▶ _Task to complete_: Starting with the line that mentions "--- a/README.md", repeat each line verbatim until the entries end, both ends included.

▶ _Information provided_:

PR #2092, opened 2019-04-10
Updating README.md - Log errors always to stderr

simsieg:
Errors should always be logged to stderr. This PR uses `console.error` consistently to log errors in the axios examples.

### DIFF
--- a/README.md
+++ b/README.md
@@ -64,7 +64,7 @@ axios.get('/user?ID=12345')
   })
   .catch(function (error) {
     // handle error
-    console.log(error);
+    console.error(error);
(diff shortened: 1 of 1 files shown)


emilyemorehouse:
Thanks for the PR! I agree that in some cases, you'd want to log to srderr. However, this could cause undesired behavior for things like React Native. `console.error` actually causes an application crash in React Native, which you wouldn't want to do for something like receiving a 401. 

Because of this, I'd like to leave this as `console.logs` and leave it up to developers to tweak exactly where they want their logs to go.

▶ _Written solution_:
--- a/README.md
+++ b/README.md
@@ -64,7 +64,7 @@ axios.get('/user?ID=12345')
   })
   .catch(function (error) {
     // handle error
-    console.log(error);
+    console.error(error);
(diff shortened: 1 of 1 files shown)


emilyemorehouse:
Thanks for the PR! I agree that in some cases, you'd want to log to srderr. However, this could cause undesired behavior for things like React Native. `console.error` actually causes an application crash in React Native, which you wouldn't want to do for something like receiving a 401. 

Because of this, I'd like to leave this as `console.logs` and leave it up to developers to tweak exactly where they want their logs to go.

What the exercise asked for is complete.